● **EXERCISE DETAILS**:
Where a line holds the word "opened", copy it from the records.

*** DATASET EXCERPTS ***

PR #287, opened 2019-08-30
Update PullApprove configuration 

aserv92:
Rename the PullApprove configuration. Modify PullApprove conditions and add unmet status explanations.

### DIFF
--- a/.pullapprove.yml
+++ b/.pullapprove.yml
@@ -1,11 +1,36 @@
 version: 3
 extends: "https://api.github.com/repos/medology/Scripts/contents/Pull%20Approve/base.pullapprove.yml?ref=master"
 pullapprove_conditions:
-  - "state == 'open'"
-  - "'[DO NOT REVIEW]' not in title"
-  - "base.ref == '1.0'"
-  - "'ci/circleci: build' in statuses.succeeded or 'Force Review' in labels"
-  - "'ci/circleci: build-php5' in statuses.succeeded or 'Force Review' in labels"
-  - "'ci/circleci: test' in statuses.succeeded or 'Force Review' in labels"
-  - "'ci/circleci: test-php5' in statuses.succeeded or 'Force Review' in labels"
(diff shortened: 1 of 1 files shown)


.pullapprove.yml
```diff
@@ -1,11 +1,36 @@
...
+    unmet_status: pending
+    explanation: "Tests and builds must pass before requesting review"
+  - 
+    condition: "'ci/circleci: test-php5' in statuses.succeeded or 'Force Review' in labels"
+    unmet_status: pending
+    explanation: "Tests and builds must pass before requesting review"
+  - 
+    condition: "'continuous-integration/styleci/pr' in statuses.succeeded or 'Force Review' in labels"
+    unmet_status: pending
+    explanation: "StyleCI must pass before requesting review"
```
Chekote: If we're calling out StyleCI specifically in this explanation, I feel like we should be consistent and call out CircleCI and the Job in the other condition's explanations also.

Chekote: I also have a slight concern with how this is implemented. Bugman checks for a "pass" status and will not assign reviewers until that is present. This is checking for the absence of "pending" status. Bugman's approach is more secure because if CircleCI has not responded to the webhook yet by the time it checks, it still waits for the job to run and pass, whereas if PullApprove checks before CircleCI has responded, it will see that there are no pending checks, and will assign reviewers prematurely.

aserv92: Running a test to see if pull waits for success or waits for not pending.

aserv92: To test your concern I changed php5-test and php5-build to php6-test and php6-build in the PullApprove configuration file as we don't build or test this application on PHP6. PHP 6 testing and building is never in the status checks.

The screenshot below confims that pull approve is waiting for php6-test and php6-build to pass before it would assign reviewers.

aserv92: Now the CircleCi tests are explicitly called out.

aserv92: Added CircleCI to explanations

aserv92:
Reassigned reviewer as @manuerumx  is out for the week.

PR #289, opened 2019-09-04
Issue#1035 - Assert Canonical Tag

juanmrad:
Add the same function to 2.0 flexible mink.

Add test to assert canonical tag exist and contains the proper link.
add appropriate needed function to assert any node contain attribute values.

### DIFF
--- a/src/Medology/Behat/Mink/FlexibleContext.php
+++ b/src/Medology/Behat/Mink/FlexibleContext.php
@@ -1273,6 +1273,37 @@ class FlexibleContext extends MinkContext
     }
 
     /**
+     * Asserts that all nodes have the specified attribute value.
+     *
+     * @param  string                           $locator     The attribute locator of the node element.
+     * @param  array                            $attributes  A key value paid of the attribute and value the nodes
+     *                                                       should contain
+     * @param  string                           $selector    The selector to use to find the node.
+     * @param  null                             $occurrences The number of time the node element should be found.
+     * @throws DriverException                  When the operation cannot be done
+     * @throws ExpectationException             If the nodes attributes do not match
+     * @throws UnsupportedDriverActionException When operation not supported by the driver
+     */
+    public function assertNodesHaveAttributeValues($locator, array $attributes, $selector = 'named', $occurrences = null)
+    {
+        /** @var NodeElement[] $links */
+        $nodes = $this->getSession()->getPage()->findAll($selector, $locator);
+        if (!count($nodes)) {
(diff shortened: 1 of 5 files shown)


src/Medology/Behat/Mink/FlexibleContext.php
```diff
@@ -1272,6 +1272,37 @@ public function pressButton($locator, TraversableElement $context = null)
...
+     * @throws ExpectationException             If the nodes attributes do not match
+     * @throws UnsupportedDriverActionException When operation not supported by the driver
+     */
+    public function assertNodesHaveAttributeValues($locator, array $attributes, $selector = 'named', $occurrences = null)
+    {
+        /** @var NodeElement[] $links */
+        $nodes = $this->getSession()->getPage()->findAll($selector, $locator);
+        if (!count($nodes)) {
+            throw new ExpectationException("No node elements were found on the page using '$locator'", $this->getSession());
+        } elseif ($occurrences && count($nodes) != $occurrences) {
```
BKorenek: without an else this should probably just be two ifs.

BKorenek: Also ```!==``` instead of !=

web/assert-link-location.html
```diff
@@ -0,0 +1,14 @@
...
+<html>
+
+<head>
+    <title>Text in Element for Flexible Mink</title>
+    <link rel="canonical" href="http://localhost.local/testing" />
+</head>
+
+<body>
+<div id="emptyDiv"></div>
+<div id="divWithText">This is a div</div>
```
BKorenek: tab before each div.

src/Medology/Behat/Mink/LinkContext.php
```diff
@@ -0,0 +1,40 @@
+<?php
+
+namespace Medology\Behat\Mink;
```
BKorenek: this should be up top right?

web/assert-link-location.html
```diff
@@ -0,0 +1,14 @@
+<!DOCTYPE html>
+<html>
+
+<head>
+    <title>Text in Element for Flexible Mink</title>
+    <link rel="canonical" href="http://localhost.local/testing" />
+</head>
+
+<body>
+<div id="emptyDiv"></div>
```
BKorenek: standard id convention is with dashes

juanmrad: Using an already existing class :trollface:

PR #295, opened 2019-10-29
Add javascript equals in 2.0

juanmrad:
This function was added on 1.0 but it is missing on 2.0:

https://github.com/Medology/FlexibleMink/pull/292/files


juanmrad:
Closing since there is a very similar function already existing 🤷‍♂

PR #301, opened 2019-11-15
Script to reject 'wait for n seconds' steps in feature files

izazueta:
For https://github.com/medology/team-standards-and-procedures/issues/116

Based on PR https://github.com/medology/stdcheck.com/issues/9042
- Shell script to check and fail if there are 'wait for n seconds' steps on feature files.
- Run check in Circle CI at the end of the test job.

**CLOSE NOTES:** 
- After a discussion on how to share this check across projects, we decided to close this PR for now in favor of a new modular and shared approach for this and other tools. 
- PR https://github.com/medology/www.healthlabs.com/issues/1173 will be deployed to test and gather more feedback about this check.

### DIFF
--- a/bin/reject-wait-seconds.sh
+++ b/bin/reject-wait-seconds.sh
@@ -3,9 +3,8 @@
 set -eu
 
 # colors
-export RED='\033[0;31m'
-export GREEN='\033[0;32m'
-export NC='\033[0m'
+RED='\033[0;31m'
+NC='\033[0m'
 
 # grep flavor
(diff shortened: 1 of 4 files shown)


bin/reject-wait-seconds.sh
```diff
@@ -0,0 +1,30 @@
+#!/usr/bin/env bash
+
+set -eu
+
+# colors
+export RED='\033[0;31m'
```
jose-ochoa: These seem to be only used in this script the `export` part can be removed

*** End of DATASET EXCERPTS ***

● **TASK ANSWER**:
PR #287, opened 2019-08-30
PR #289, opened 2019-09-04
PR #295, opened 2019-10-29
PR #301, opened 2019-11-15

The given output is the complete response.